Pesquisadores da Fiocruz criticam falta de ações sanitárias e de saúde básicas

Fabiana Cambricoli, O Estado de S.Paulo

18 de fevereiro de 2017 | 23h27

Conhecido por promover a imunização obrigatória da população – o que gerou forte resistência, na chamada Revolta da Vacina – e combater a febre amarela e a varíola no início do século 20, o sanitarista Oswaldo Cruz foi também um dos primeiros no País a destacar a necessidade de se investir em saneamento para a diminuição de doenças.

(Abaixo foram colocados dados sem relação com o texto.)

PR #936, opened 2026-07-03
fix(migtd): fence insecure attestation test features from release builds

MichalTarnacki:
|---|---|---|---|---|---|---|
| 1 | Medium | AzCVMEmu / use-mock-quote skip REPORTDATA↔pubkey channel binding  --  quote relay | verify_peer_cert -> verify_signature -> verify_public_key | For AzCVMEmu, implement the binding against the emulated REPORTDATA instead of skipping; for use-mock-quote, gate behind #[cfg(test)] or compile_error in release. | weakness | The code in server_client.rs:1107 really does early-return Ok(()) and skip the REPORTDATA↔SHA384(pubkey) channel binding under both AzCVMEmu and use-mock-quote, so the described bypass mechanism is real and the finding is not a false positive. But it is not a true positive either, because neither feature is in the default set and both are explicitly marked test-only in Cargo.toml:85; a normally shipped firmware build performs the full check, so there is no remotely reachable exploit in any released artifact — the attack requires someone to deliberately compile a dangerous test feature. |
| 2 | High | INV-5 violated: RA-bypass features are plain Cargo features, no release fence | exchange_msk -> ratls::client -> verify::verify_peer_cert | Add `#[cfg(all(feature="test_disable_ra_and_accept_all", not(debug_assertions)))] compile_error!(...)` for all three bypass features; or gate the mod behind #[cfg(test)]. | weakness | The finding is a weakness, a defense-in-depth hardening gap. The mechanism is real: under test_disable_ra_and_accept_all the entire verify module in server_client.rs:1176 returns Ok(()) unconditionally for verify_peer_cert and both rebinding verifiers, and the flag is an ordinary opt-in Cargo feature rather than a #[cfg(test)] gate, so accept-all RA-TLS genuinely exists in the build graph. The feature is not in default = [], it is explicitly marked "# Dangerous", and emits a runtime warning; exploitation requires a builder to deliberately pass the flag, which is the definition of a build-time defense-in-depth concern (the finding itself tags it T4, so the MUST-FIX bucket is overstated). |


sgrams (commented):
I think eventually we need both debug and release targets tested in the CI system. Let's merge this one and create an issue to track release target enablement.

sgrams (approved):

PR #846, opened 2014-12-02
Fixes #838 Entity transform timezone

### LINKED ISSUE #838: Last activity indicator (messages inbox) shows incorrect time
Just after creating a new message, the inbox overview shows that the last activity was 1 hour ago.

When opening the message thread, the message creation time does display correctly.

rap1ds:
**Fix Time.parse timezone issue**

By default, Ruby parses string times to the system timezone, if the string doesn't contain timezone information. This is problematic, since time is stored to MySQL in UTC, without timezone information. Thus it should be parsed to UTC, not to system's timezone.

**Disable ActiveRecord timezone awareness**

The timezone was set to Helsinki, which is obviously wrong. We don't want to make Active Record to use Helsinki timezone, instead, in the future, we might want to make Active Record aware of user's timezone.

### DIFF
--- a/app/services/marketplace_service/inbox.rb
+++ b/app/services/marketplace_service/inbox.rb
@@ -60,7 +60,7 @@ module MarketplaceService
 
       inbox_row_common_spec = [
         [:conversation_id, :fixnum, :mandatory],
-        [:last_activity_at, :sql_to_time, :mandatory],
+        [:last_activity_at, :utc_str_to_time, :mandatory],
         [:current_is_starter, :mandatory, transform_with: @tiny_int_to_bool],
         [:current_id, :string, :mandatory],
         [:other_id, :string, :mandatory],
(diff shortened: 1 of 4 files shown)


usmanarif:
I am getting "ArgumentError: argument out of range" error for

utc_str_to_time(str)
present in app/utils/time_utils.rb file

dsumeet:
Hi, 

I was getting the same error in app/utils/time_util.rb file

I am using a fresh copy of sharetribe from github . 

After analysis i found that the issue is related to date type conversion so I had to change the following code segment in line 291 services/marketplace_service/inbox.rb

current 
GREATEST(COALESCE(transactions.last_transition_at, 0),
              COALESCE(conversations.last_message_at, 0)) AS last_activity_at,

corrected
cast(GREATEST(COALESCE(transactions.last_transition_at, 0),
              COALESCE(conversations.last_message_at, 0)) as datetime)   AS last_activity_at,

the correction has fixed my Argument_out_range exception , the last_activity_at was showing 2015-0 instead of a complete date.

Can you please put my or a final fix in main release.

PR #848, opened 2014-12-03
create payment_settings table, model, store

ovan:


ovan:
@gonxi Hi, our PayPal code right now is only for the hosted platform. It resides here in the open repository but it cannot be used as is by OS installations. We try to cover this in our readme to: https://github.com/sharetribe/sharetribe#payments

app/controllers/admin/paypal_preferences_controller.rb
```diff
@@ -38,10 +38,16 @@ def index
     currency = @current_community.default_currency
     minimum_commission = paypal_minimum_commissions_api.get(currency)
 
+    tx_settings =
+      Maybe(tx_settings_api.get(community_id: @current_community.id, payment_gateway: :paypal, payment_process: :preauthorize))
```
sktoiva: This same code is used in paypal_helper. Should the paypal helper contain a method like
```ruby
def get_settings
  Maybe(TxApi.settings.get_active(community_id: community_id))
      .select { |result| result[:success] }
      .map { |result| result[:data] }
end
```

PR #900, opened 2015-01-07
Remove plans from community table

Gnito:
and change expires_at datetime for trials


app/services/marketplace_service/api/marketplaces.rb
```diff
@@ -18,7 +18,9 @@ def create(params)
       Helper.create_community_customization!(community, marketplace_name, locale)
       t = Helper.create_transaction_type!(community, p[:marketplace_type])
       Helper.create_category!("Default", community, locale, t.id)
-      Helper.create_community_plan!(community);
+
+      plan_level = p[:plan_level].or_else(CommunityModel::FREE_PLAN)
```
ovan: The home of this enum, `CommunityModel::FREE_PLAN` etc, would now make more sense to be under CommunityPlan ?

Gnito: true.

PR #906, opened 2015-01-13
I18n warning

bingxie:
1. Get rid of the warning: [deprecated] I18n.enforce_available_locales will default to true in the future. If you really want to skip validation of your locale you can set I18n.enforce_available_locales = false to avoid this message.
2. Fix typo

This is my first pull request. I also want to try the process.


sktoiva:
This is good!

bingxie:
Great, thank you.

PR #910, opened 2015-01-13
Don't trust receiver_id in pp ec payment response

ovan:
PayPal backend has a bug where they sometimes send an incorrect (unencrypted) merchant account id back in DoExpressCheckoutPayment response. This leads to payment not being linked to correct receiver paypal account and subsequently in the payment process not to be found. Instead, we use merchant account's payer_id that we know anyway from the context where the API call is triggered.


sktoiva:
_b

PR #913, opened 2015-01-14
Divided one long delay job (CommunityMembersEmailSentJob):

Gnito:
1. create a delay job where you loop through community members
2. create a send message delay job per community member

### DIFF
--- a/app/jobs/create_member_email_batch_job.rb
+++ b/app/jobs/create_member_email_batch_job.rb
@@ -11,12 +11,13 @@ class CreateMemberEmailBatchJob < Struct.new(:sender_id, :community_id, :subject
   end
 
   def perform
-    sender = Person.find(sender_id)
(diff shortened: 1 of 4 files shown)


app/jobs/create_member_email_batch_job.rb
```diff
@@ -0,0 +1,24 @@
...
+
+  def perform
+    sender = Person.find(sender_id)
+    current_community = Community.find(community_id)
+
+    Delayed::Job.transaction do
+      current_community.members.each do |recipient|
+        Delayed::Job.enqueue(CommunityMemberEmailSentJob.new(sender.id, recipient.id, community_id, subject, content, locale))
+      end
+    end
```
Gnito: I'm quite confused about this.
transaction creates only one connection to the db, but inside we need to "actions": insert row and enqueue

PR #915, opened 2015-01-15
Fix yens

ovan:


app/controllers/homepage_controller.rb
```diff
@@ -92,14 +92,16 @@ def find_listings(params, listings_per_page)
...
-    filter_params[:price_cents] = if (params[:price_min] && params[:price_max])
-      min = params[:price_min].to_i * 100
-      max = params[:price_max].to_i * 100
-
-      # Search only if range is not from min boundary to max boundary
-      if min != @current_community.price_filter_min || max != @current_community.price_filter_max
-        filter_params[:price_cents] = (min..max)
-      end
+    filter_params[:price_cents] =
+      if (params[:price_min] && params[:price_max])
```
sktoiva: Would it be better to get rid of this style and use extract method here?

app/utils/money_util.rb
```diff
@@ -24,4 +23,9 @@ def to_dot_separated_str(m)
     [units, subs.rjust(2, "0")].join(".")
   end
 
+  # Get only full units. No rounding.
```
sktoiva: It's floor

app/services/braintree_sale_service.rb
```diff
@@ -5,12 +5,14 @@
...
   def initialize(payment, payment_params)
+    subunit_to_unit = Money::Currency.new(payment.currency).subunit_to_unit
+
     @payment = payment
     @community = payment.community
     @payer = payment.payer
     @recipient = payment.recipient
-    @amount = payment.sum_cents.to_f / 100  # Braintree want's whole dollars
-    @service_fee = payment.total_commission.cents.to_f / 100
+    @amount = payment.sum_cents.to_f / subunit_to_unit  # Braintree want's whole dollars
```
sktoiva: It's probably not whole dollars but dollars instead of cents.

app/controllers/homepage_controller.rb
```diff
@@ -92,14 +92,16 @@ def find_listings(params, listings_per_page)
...
+        min = MoneyUtil.parse_str_to_money(params[:price_min], @current_community.default_currency).cents
+        max = MoneyUtil.parse_str_to_money(params[:price_max], @current_community.default_currency).cents
+
+        if ((@current_community.price_filter_min..@current_community.price_filter_max) != (min..max))
+          (min..max)
+        else
+          nil
+        end
     end
```
sktoiva: Indenting is wrong

PR #917, opened 2015-01-15
spinner after paying-with-PayPal redirect

Gnito:


config/locales/en.yml
```diff
@@ -1509,6 +1509,8 @@ en:
     transaction:
       commission_payment_name: "Commission payment for %{listing_title}"
       commission_payment_description: "Marketplace %{service_name} took this commission from transaction regarding %{listing_title}"
+    wait_while_loading: "Please wait."
+    chatting_with_paypal: "We need to chat with Paypal."
```
ovan: The official way to write it is PayPal.

sktoiva: This generates quite an uncertain feeling - should it be just: We are chatting with PayPal.

Otherwise, I like it though ;)

config/locales/fi.yml
```diff
@@ -1509,6 +1509,8 @@ fi:
     transaction:
       commission_payment_name: ~
       commission_payment_description: ~
+    wait_while_loading: "Anteeksi, odota hetki."
+    chatting_with_paypal: "Joudumme juttelemaan PayPalin kanssa."
```
sktoiva: Same here, Juttelemme PayPalin kanssa.

config/locales/fi.yml
```diff
@@ -1509,6 +1509,8 @@ fi:
     transaction:
       commission_payment_name: ~
       commission_payment_description: ~
+    wait_while_loading: "Anteeksi, odota hetki."
```
sktoiva: Probably no need to be sorry?

PR #918, opened 2015-01-16
Pp info notification

sktoiva:


app/view_utils/paypal_helper.rb
```diff
@@ -20,4 +20,8 @@ def user_and_community_ready_for_payments?(user, community)
     PaypalHelper.personal_account_prepared?(user, community) &&
       PaypalHelper.community_ready_for_payments?(community)
   end
+
+  def missing_payment_info?(user, community)
```
ovan: Naming should make it clear that the result is dependent on user having open listings, not just missing payment info.

app/view_utils/paypal_helper.rb
```diff
@@ -20,4 +20,8 @@ def user_and_community_ready_for_payments?(user, community)
...
+    community.paypal_enabled && user.listings.present? && !user_and_community_ready_for_payments?(user, community)
```
ovan: Should this only check for open listings, not closed?

ovan:
Can you rebase on top of paypal-payment-settings? This will only be used after we get that merged and it changes how payment settings for community are stored in case of PayPal.

app/view_utils/paypal_helper.rb
sktoiva: Well, maybe. Don't know if it makes that much difference - but might give a better impression when testing.

sktoiva:
Checked, a really good move to right direction.

PR #920, opened 2015-01-19
Use subunit_to_unit conversion on price validation

ovan:


app/assets/javascripts/kassi.js
```diff
@@ -680,31 +685,39 @@ function initialize_listing_view(locale) {
...
+  form_type,
+  form_id,
+  minimum_price,
+  subunit_to_unit,
+  minimum_price_message) {
+
+  auto_resize_text_areas("text_area");
+  style_action_selectors();
+
+  if (commission_percentage != null) {
```
sktoiva: Should these different branches be extracted into own functions?

ovan: Maybe, but modification to this function is just collateral damage from adding subunit parsing to listing create/edit so I don't feel like putting effort into refactoring this. Also, it's part of almost-deprecated postpay flow.

PR #923, opened 2015-01-20
Fix bug: Show 410 Gone when trying to access profile page of a deleted user

rap1ds:
- Remove filter `person_belongs_to_current_community`. Instead, fetch the `@person` where needed and make sure it belongs to community by manually calling `ensure_person_belongs_to_current_community!` method.
- Fix one review comment from Olli

### DIFF
--- a/app/controllers/application_controller.rb
+++ b/app/controllers/application_controller.rb
@@ -222,10 +222,6 @@ class ApplicationController < ActionController::Base
     end
   end
 
-  def ensure_person_belongs_to_current_community!(person)
-    raise ActiveRecord::RecordNotFound.new('Not Found') unless @person.communities.include?(@current_community)
-  end
-
   def fetch_community_admin_status
     @is_current_community_admin = @current_user && @current_user.has_admin_rights_in?(@current_community)
   end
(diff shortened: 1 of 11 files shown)


app/controllers/application_controller.rb
```diff
@@ -222,8 +222,7 @@ def set_default_url_for_mailer
     end
   end
 
-  def person_belongs_to_current_community
-    @person = Person.find(params[:person_id] || params[:id])
+  def ensure_person_belongs_to_current_community!(person)
```
ovan: Since this is no longer a filter I don't see much reason to keep it in ApplicationController. Why not separate view util for person-related controller utility functions similarly as we have e.g. PaypalHelper?

app/services/transaction_service/transaction.rb
```diff
@@ -17,9 +17,7 @@ def query(transaction_id)
   end
 
   def has_unfinished_transactions(person_id)
-    finished_states = ["free", "rejected", "confirmed", "canceled", "errored"]
-                      .map { |state| "'#{state}'"}
-                      .join(",")
+    finished_states = "'free', 'rejected', 'confirmed', 'canceled', 'errored'"
```
ovan: :+1:

ovan:
Looks good, travis error seems weird though?

PR #924, opened 2015-01-20
Remove 'email' column from 'people' table

rap1ds:
- email column has not been in use for a while
- all emails have been migrated to separate emails table

- [ ] Fix new user form


rap1ds:
Tests are failing. I have to fix those.

rap1ds:
This is too big task to do now. The `Person` object is binded to the view form and highly depends on the email column on db.

PR #1320, opened 2015-07-08
Don't remove token/tx while waiting payment review

ovan:
When payment goes to payment-review state we cannot authorize the payment before the review has been passed by PayPal. Our process deletes paypal retry tokens only after the associated payment has been authorized. Before that it keeps retrying. However, we have a time limit of 1 hour after which we stop retrying and decide that the payment has failed forever. This happens when e.g. user goes to paypal to pay but closes browser window and never enters payment details. The new payment-review state in the process is an exception case that this pull request now detects and ignores the one hour token delete limit to make sure we can wait for more than 1 hour for the payment review process to complete.

### DIFF
--- a/app/services/paypal_service/api/payments.rb
+++ b/app/services/paypal_service/api/payments.rb
@@ -253,7 +253,7 @@ module PaypalService::API
       TokenStore.get_all.each do |token|
         response = create(token.community_id, token.token)
 
-        if(!response[:success] && token.created_at < clean_time_limit)
+        if(!response[:success] && stop_retrying_token?(response, token.created_at, clean_time_limit))
           request_cancel(token.community_id, token.token)
         end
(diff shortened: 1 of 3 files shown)


app/services/paypal_service/api/payments.rb
```diff
@@ -266,6 +266,14 @@ def retry_and_clean_tokens(clean_time_limit)
     # Reusable bits of the API operations
     #
 
+    def stop_retrying_token?(response, token_created_at, clean_time_limit)
+      if (token_created_at < clean_time_limit && (response[:data] == nil || response[:data][:error_code] != :"payment-review"))
```
Gnito: Would it be better to return just the result of the comparison? (or use variable for the sake of readability and return that)

PR #1321, opened 2015-07-09
Don't expire OS installation marketplaces

ovan:
When the DB is empty (fresh OS installation) we trigger a form for creating the first marketplace. Currently filling the form creates a marketplace plan with expires_at time set to 31 days from now. This is the default behavior for trial marketplaces but not desired with OS installations. This PR adds a possibility to override the default behavior and never expire a marketplace and then uses this new behavior in OS marketplace creation form.


mporkola:
nice and clean :+1:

Cem anos após a sua morte, completados no dia 11, pesquisadores da fundação com o nome do médico (Fiocruz) criticam a pouca importância dada ao tema até hoje, negligência que impede o controle de enfermidades.

“Uma das coisas mais importantes que Oswaldo Cruz fez foram as expedições para o interior do Brasil, principalmente nos entornos dos portos marítimos e fluviais. Foi aí que ele começou a tomar contato com as condições de vida da população e das cidades”, conta Ana Luce Girão, historiadora e pesquisadora da Casa de Oswaldo Cruz, unidade da Fiocruz destinada à pesquisa e à documentação da história das ciências e da saúde.

“Ele não olhava só para os operários doentes. Ele via como era a cidade, como as pessoas viviam e que tipo de coisa tornava aquele local insalubre, como matadouros de animais, esgoto, falta de saneamento básico”, diz a pesquisadora.

“É triste vermos o saneamento como questão problemática até hoje. Enquanto não tivermos tratamento de esgoto e abastecimento de água regulares, vamos enxugar gelo. Como o Estado vai cobrar o cidadão a combater criadouro de mosquito, por exemplo, se não faz a parte dele?”, questiona Ana Luce.

De acordo com o mais recente relatório do Ministério das Cidades, somente 40% do esgoto gerado no País recebe tratamento.

Interesses. Bisneta do sanitarista e também pesquisadora da Fiocruz, a socióloga e documentarista Stella Oswaldo Cruz critica a interferência de interesses políticos na implementação de políticas de saneamento. “O saneamento básico do Rio de Janeiro, por exemplo, é do inicio do século 20. As favelas não têm esgoto canalizado e as crianças brincam nesse ambiente. Isso traz mais doenças”, afirma.

“Parece que investir em saneamento não dá visibilidade aos políticos. Só que é necessário perceber que algumas questões têm dimensão pública, e não política. Uma medida precisa ser pensada para durar mais do que um cargo”, diz ela.